Required work:
Pick out the lines below that include the string "every".

** Opening Records for this task block **

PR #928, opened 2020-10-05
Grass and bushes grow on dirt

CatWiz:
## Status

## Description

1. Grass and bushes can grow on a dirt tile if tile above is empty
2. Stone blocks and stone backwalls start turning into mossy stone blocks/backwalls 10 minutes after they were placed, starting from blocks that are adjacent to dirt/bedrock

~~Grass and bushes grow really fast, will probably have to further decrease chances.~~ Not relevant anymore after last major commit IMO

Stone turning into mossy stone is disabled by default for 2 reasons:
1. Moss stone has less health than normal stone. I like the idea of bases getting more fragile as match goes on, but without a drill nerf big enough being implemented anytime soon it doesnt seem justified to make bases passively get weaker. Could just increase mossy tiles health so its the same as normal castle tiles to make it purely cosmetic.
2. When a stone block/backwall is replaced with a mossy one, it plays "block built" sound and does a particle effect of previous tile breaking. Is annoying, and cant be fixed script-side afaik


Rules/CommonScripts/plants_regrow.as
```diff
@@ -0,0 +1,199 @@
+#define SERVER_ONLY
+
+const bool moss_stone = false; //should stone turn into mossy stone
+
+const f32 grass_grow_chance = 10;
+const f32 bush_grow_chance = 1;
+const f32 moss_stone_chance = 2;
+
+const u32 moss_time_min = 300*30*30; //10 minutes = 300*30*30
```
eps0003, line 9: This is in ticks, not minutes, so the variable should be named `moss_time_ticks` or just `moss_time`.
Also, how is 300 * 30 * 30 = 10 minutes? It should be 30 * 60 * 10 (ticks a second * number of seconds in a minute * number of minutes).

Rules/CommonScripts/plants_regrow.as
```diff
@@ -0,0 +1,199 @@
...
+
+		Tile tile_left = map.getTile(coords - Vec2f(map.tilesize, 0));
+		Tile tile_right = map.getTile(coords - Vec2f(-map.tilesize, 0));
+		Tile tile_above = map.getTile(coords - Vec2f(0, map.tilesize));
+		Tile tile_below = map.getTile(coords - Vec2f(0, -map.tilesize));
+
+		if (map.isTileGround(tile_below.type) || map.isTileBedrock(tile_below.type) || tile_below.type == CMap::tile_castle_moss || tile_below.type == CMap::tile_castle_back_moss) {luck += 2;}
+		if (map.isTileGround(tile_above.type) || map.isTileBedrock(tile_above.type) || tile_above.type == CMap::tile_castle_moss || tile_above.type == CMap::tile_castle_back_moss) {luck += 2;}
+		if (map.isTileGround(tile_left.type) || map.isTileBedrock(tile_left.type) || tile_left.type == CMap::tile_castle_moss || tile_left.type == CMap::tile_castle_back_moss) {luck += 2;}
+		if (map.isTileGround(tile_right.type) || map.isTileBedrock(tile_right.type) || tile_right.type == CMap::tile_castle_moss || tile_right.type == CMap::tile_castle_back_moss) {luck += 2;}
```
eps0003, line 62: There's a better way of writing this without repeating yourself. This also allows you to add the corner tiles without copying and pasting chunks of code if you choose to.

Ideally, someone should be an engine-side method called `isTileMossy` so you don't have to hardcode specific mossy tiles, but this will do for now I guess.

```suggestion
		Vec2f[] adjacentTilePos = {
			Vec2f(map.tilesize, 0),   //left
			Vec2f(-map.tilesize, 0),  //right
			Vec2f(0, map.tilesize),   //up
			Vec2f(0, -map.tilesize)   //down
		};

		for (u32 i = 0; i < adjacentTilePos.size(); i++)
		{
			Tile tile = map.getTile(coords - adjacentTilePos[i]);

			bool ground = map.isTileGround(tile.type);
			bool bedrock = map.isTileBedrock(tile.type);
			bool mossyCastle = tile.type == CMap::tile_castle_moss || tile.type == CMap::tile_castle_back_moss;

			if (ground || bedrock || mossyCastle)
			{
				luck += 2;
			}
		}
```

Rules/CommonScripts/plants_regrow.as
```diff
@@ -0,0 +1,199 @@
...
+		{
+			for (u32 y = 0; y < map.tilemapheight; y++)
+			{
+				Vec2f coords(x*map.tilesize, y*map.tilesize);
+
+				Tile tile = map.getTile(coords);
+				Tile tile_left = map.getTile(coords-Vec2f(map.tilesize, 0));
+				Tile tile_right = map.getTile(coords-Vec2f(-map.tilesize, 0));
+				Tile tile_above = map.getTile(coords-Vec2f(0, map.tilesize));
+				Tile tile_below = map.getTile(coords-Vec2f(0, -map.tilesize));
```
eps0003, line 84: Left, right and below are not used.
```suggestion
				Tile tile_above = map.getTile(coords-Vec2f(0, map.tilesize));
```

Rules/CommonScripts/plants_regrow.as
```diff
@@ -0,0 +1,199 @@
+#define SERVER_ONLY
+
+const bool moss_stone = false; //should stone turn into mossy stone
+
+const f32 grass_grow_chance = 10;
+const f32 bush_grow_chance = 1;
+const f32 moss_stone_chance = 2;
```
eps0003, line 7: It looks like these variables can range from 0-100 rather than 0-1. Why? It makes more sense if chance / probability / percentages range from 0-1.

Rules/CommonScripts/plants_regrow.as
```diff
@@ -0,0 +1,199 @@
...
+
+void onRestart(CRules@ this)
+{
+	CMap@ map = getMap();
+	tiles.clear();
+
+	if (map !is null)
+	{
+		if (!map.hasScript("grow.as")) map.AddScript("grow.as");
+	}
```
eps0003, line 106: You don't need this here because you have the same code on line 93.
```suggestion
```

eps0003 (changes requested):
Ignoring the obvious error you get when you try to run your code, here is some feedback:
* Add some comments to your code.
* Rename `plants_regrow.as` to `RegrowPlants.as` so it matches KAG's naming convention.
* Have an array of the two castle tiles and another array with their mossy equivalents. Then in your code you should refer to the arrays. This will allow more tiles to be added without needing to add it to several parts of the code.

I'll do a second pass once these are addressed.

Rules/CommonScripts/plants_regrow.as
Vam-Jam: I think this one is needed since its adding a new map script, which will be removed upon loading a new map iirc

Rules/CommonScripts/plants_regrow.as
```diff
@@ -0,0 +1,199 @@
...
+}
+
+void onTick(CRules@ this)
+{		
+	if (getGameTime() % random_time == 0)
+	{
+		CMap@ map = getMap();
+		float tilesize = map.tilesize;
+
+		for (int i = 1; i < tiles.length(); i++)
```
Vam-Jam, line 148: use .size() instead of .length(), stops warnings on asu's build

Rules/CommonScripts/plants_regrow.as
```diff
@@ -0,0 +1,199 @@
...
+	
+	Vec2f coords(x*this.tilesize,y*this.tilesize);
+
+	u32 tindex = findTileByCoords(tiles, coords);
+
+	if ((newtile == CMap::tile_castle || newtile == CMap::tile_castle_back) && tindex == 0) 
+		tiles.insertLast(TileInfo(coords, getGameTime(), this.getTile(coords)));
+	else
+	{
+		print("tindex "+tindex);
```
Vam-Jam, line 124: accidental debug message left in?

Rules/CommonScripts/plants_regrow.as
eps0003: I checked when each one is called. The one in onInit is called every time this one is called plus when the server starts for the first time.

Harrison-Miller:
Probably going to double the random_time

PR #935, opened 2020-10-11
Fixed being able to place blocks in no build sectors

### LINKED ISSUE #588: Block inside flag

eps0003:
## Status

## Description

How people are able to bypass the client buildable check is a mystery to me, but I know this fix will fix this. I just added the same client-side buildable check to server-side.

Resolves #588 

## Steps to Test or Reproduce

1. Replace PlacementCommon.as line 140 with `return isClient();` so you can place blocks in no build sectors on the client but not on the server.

** Closing Records for this task block **
** Opening Records for this task block **

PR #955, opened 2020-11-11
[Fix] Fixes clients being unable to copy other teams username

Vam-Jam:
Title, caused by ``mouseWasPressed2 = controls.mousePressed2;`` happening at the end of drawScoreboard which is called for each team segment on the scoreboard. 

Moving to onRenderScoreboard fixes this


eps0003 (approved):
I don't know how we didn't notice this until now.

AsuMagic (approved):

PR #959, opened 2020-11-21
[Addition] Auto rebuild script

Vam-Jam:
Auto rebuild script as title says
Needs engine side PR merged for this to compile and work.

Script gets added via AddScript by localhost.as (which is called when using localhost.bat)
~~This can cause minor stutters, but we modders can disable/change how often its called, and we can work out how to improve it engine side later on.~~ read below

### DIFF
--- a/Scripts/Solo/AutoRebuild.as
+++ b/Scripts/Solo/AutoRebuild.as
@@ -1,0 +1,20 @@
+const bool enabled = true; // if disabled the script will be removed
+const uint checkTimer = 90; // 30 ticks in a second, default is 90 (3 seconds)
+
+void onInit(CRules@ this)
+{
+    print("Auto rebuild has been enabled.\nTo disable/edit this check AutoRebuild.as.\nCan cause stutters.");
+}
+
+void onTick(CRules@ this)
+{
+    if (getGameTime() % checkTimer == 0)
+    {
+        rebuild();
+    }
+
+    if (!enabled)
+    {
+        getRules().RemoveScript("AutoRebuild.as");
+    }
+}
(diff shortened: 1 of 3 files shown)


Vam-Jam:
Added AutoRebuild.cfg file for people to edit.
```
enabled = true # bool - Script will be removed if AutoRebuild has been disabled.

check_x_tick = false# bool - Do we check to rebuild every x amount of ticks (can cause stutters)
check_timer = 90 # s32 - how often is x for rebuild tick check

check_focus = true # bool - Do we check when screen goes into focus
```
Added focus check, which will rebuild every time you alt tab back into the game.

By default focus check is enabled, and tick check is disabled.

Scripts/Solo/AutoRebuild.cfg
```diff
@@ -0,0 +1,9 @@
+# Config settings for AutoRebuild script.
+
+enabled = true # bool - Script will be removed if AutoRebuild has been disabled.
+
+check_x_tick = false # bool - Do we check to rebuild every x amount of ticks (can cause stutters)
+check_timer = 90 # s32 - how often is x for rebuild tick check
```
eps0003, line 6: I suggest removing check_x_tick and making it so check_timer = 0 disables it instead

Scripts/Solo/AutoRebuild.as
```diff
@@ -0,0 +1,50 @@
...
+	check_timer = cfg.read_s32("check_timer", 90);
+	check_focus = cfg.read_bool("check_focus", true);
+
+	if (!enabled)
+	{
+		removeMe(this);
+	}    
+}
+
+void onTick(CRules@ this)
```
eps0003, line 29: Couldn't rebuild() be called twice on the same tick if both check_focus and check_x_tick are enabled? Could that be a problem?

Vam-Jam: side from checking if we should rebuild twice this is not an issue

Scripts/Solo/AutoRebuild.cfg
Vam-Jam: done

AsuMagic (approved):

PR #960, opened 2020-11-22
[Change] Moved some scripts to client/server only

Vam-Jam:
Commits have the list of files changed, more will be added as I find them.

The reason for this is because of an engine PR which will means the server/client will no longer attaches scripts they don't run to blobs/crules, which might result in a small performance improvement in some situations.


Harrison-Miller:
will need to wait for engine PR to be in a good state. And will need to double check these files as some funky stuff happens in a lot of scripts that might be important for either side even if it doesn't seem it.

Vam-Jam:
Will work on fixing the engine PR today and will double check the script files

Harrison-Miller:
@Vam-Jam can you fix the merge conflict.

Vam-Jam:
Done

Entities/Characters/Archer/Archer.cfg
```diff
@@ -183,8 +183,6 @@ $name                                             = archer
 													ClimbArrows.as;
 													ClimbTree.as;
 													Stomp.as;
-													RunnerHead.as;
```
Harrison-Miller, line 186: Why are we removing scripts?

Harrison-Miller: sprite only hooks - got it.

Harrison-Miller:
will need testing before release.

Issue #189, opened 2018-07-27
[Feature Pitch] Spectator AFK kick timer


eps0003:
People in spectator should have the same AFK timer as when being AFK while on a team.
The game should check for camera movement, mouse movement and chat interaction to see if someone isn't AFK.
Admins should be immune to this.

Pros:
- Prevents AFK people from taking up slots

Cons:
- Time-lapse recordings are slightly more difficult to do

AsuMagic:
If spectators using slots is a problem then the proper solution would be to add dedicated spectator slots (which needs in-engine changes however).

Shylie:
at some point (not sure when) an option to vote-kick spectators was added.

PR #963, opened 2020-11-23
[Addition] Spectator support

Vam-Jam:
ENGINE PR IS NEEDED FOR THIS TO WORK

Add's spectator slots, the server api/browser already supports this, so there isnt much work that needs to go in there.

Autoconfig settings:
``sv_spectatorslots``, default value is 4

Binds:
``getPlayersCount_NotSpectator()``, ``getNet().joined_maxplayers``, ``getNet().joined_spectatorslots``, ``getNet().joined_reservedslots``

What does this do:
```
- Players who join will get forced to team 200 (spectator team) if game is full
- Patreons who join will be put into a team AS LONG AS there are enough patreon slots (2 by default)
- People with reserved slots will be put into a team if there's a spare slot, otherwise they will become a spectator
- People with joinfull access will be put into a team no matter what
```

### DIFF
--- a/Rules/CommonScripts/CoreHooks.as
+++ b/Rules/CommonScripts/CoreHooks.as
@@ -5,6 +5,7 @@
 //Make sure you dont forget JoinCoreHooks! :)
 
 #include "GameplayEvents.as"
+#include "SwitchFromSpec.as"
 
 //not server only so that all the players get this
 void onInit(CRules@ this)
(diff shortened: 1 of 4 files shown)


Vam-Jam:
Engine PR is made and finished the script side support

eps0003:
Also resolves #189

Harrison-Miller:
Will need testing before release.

** Closing Records for this task block **
** Opening Records for this task block **

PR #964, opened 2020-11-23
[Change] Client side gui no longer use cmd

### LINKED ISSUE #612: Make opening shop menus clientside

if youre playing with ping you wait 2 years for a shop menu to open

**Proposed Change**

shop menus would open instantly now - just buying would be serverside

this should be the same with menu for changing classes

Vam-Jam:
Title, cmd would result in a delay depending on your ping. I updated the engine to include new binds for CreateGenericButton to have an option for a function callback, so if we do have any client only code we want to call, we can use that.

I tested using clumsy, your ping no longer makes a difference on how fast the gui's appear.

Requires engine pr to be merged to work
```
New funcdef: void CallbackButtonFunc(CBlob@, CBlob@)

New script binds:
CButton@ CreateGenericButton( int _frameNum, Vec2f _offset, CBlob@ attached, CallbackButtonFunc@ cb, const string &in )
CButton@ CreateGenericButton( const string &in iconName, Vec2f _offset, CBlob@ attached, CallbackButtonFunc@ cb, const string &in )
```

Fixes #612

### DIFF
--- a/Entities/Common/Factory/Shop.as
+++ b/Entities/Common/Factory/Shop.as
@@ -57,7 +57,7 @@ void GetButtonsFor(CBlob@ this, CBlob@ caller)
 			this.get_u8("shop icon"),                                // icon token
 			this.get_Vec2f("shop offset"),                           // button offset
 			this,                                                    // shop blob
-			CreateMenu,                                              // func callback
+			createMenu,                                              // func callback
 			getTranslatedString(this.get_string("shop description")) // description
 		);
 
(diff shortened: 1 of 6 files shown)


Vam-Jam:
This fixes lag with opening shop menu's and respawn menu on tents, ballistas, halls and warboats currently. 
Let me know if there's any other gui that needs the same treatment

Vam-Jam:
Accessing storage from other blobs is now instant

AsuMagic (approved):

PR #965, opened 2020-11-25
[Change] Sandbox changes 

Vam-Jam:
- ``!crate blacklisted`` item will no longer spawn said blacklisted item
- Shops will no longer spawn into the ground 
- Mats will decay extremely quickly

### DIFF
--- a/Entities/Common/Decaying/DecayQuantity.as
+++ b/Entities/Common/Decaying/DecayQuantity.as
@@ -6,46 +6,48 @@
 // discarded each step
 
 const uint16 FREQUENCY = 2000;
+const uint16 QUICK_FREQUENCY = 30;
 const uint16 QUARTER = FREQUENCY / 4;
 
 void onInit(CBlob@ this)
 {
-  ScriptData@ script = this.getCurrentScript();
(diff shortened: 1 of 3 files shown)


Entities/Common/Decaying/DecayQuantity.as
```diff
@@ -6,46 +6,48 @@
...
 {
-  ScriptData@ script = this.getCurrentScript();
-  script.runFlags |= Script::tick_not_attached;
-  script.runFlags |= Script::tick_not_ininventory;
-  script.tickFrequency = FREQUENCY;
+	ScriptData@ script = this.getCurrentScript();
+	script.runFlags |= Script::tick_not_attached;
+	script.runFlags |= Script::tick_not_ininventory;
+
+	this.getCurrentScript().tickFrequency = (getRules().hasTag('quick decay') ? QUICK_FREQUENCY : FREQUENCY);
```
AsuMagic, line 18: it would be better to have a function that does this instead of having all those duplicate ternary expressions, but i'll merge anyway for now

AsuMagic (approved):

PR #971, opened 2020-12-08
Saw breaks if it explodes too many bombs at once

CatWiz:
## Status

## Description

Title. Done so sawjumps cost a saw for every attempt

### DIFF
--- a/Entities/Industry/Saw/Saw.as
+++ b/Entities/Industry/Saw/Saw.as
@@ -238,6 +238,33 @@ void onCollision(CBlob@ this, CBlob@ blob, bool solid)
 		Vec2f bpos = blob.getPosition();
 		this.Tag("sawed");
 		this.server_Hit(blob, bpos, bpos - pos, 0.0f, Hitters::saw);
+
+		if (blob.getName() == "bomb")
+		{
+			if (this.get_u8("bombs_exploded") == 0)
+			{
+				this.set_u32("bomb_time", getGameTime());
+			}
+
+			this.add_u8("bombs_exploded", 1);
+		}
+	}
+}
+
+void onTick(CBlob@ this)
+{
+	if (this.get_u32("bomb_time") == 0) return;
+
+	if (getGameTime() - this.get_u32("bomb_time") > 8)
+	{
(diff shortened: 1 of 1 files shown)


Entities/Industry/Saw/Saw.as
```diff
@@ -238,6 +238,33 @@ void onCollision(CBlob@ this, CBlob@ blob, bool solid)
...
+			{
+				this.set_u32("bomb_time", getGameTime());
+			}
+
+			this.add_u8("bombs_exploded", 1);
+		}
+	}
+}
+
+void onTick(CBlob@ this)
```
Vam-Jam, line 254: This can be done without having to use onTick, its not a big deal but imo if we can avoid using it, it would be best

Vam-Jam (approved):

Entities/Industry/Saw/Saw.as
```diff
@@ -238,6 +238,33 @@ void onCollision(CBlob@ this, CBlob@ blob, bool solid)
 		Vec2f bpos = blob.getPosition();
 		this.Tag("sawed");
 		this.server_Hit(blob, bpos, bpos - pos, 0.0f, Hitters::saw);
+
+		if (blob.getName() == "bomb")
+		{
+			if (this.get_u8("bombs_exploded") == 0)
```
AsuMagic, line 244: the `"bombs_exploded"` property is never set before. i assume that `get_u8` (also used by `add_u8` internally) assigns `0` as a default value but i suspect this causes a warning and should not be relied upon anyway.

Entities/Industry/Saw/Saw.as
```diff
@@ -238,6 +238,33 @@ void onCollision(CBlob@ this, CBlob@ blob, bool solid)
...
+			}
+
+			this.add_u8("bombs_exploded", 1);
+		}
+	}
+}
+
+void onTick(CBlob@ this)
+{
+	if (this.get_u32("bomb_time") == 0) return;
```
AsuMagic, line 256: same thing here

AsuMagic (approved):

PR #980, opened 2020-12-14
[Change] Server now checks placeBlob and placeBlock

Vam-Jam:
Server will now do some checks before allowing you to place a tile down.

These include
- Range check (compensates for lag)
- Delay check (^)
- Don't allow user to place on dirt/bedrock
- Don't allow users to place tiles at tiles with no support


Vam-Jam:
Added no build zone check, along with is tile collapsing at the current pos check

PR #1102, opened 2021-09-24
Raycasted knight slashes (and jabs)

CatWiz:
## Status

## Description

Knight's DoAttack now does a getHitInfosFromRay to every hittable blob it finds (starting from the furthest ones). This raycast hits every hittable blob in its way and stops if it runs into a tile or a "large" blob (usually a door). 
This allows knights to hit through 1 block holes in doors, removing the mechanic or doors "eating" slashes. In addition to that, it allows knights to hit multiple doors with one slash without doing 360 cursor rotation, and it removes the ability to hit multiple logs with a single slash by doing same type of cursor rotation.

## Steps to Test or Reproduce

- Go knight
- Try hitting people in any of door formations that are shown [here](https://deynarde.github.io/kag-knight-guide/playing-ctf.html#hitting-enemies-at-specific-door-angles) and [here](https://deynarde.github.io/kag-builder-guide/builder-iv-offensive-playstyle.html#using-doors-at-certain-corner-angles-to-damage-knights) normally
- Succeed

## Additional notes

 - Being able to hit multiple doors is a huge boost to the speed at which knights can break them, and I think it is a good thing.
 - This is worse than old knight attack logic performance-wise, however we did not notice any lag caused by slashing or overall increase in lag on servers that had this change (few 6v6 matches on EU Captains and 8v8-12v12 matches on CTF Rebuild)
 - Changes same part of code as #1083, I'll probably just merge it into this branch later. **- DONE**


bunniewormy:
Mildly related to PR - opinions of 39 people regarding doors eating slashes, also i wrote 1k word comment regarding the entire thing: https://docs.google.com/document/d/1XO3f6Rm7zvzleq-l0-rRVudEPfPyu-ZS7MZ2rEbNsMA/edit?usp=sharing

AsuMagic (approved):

** Closing Records for this task block **

Reply:
eps0003: I checked when each one is called. The one in onInit is called every time this one is called plus when the server starts for the first time.
check_x_tick = false# bool - Do we check to rebuild every x amount of ticks (can cause stutters)
Added focus check, which will rebuild every time you alt tab back into the game.
+check_x_tick = false # bool - Do we check to rebuild every x amount of ticks (can cause stutters)
Title. Done so sawjumps cost a saw for every attempt
Knight's DoAttack now does a getHitInfosFromRay to every hittable blob it finds (starting from the furthest ones). This raycast hits every hittable blob in its way and stops if it runs into a tile or a "large" blob (usually a door). 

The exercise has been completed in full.